Pertama, Cegah kemunculan perilaku beresiko sejak dini. Langkah ini bisa ditempuh dengan menciptkan pendidikan dan pembinaan kepribadian Islam dengan menerapkan sistem pendidikan islam. Sehingga terwujud self control yang baik pada masing – masing individu. Bersamaan dengan itu harus digerakkan terus aktivitas amar ma’ruf nahi munkar di tengah – tengah masyarakat, sehingga terbangun kepekaan sosial. Selain itu perlu diciptakan lingkungan yang kondusif dengan penerapan sistem pergaulan oleh negara (misal : kewajiban menutup aurat, berjilbab di tempat umum, keharaman perzinahan dan mukaddimahnya, penerapan hukum-hukum seputar perkawinan sampai kemudahan proses pernikahan). Selain itu kekuatan negara juga akan mampu memberantas lingkungan yang tidak kondusif (misal : pornografi-pornoaksi ditindak tegas, tempat-tempat maksiat ditindak tegas, sanksi bagi pelaku maksiat dan lain sebagainya).

Kedua, Berantas Perilaku Beresiko Penyebab free sex.

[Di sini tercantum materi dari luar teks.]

PR #941, opened 2022-05-28
fix: enum as identifier name

### LINKED ISSUE #896: `Enum` is treated as a reserved word, even before PHP 8.1

czosel:
This seems much cleaner :-)

Fixes #896

### DIFF
--- a/src/lexer/tokens.js
+++ b/src/lexer/tokens.js
@@ -32,6 +32,18 @@ module.exports = {
       }
     }
 
+    if (id === this.tok.T_ENUM) {
+      const initial = this.offset;
+      let ch = this.input();
+      while (ch == " ") {
+        ch = this.input();
+      }
+
+      const is_enum = this.is_LABEL_START();
+      this.unput(this.offset - initial);
+      return is_enum ? this.tok.T_ENUM : this.tok.T_STRING;
+    }
+
     if (this.offset < this.size && id !== this.tok.T_YIELD_FROM) {
       // If immediately followed by a backslash, this is a T_NAME_RELATIVE or T_NAME_QUALIFIED.
       let ch = this.input();
--- a/src/lexer/tokens.js
+++ b/src/lexer/tokens.js
@@ -33,6 +33,9 @@ module.exports = {
     }
 
     if (id === this.tok.T_ENUM) {
+      if (this.version < 801) {
+        return this.tok.T_STRING;
+      }
       const initial = this.offset;
       let ch = this.input();
       while (ch == " ") {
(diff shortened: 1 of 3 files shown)


src/lexer/tokens.js
```diff
@@ -32,6 +32,21 @@ module.exports = {
...
+        return this.tok.T_STRING;
+      }
+      const initial = this.offset;
+      let ch = this.input();
+      while (ch == " ") {
+        ch = this.input();
+      }
+
+      const is_enum = this.is_LABEL_START();
+      this.unput(this.offset - initial);
```
MaartenStaa, line 46: I agree, this is much nicer! Thinking of how the PHP lexer handles this, I think this misses an edge case though. I think you need to look ahead through the entire label to check if it's not equal to `implements` or `extends`, to handle:

```php
class Enum extends Foo {}
class Enum implements Bar {}
```

MaartenStaa (changes requested):

src/lexer/tokens.js
czosel: Good call, I totally missed that! Fixed.

src/lexer/tokens.js
```diff
@@ -41,10 +42,16 @@ module.exports = {
       while (ch == " ") {
         ch = this.input();
       }
+      let isEnum = false;
+      if (this.is_LABEL_START()) {
+        while (this.is_LABEL()) {
+          ch += this.input();
+        }
+        isEnum = !ch.startsWith("extends") && !ch.startsWith("implements");
```
MaartenStaa, line 50: Why `startsWith` rather than `!==`? I think you need to check for equality to cover e.g. `enum extendsType`. And come to think of it, I think you also need `ch.toLowerCase()`, since this is perfectly valid:

```php
class Enum exTEnds Foo {}
```

MaartenStaa (changes requested):

src/lexer/tokens.js
czosel: I was using startswith because `ch` contains one character too much (the first non-label character is appended in the last iteration. But you're right of course, `startsWith` is not what we need. Fixed, and also added `toLowerCase`.

MaartenStaa: Aah, gotcha. Yeah, that makes sense. LGTM now!

czosel: 🎉

czosel:
Released in `v3.1.0-beta.9` :tada:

Langkahnya bisa berupa : menjatuhkan sanksi yang sesuai kepada para pelaku perilaku seksual menyimpang (termasuk menegakkan hukum tentang perzinahan dan liwath (homoseks), Alih profesi PSK dan penyediaan lapangan kerja HALAL yang memadai, menegakkan hukum tentang khamr dan benda-benda yang bersifat melemahkan (akal dan fisik), menjatuhkan sanksi kepada pihak-pihak terkait penyalahgunaan obat, serta menutup pintu-pintu terjadinya penyalahgunaan obat

Ketiga, Cegah Penularan Kepada Orang Sehat. Langkahnya bisa berupa : penanganan tepat terhadap pasien terinfeksi dengan melakukan karantina misal dengan mengadakan pusat layanan khusus untuk memastikan tidak terbuka peluang terjadinya penularan, upgrade kemampuan SDM yang melakukan layanan, protokol/SOP penanganan,  Kampanye/pendidikan yang benar tentang HIV-AIDS kepada semua kalangan disertai sosialisasi sikap yang diharapkan dari masing-masing pihak/kalangan (komunitas ODHA/OHIDA, komunitas resiko tinggi, komunitas rentan) tanpa upaya menyamarkan/mengaburkan resiko yg ada, memberi pendidikan disertai aktivitas penegakan hukum kepada ODHA yang melakukan tindakan ’membahayakan’ (beresiko menularkan pada) orang lain, Pembinaan rohani, pemberdayaan sesuai kapasitas, memastikan terpenuhinya semua hak dan kebutuhan manusiawi ODHA (memastikan kebijakan penanganan yang tepat tanpa melakukan kedzoliman/diskriminasi), Memfasilitasi upaya menemukan obat, cara/teknik, dan strategi mengurangi resiko penularan (pada kasus tanpa terjadinya penyimpangan perilaku).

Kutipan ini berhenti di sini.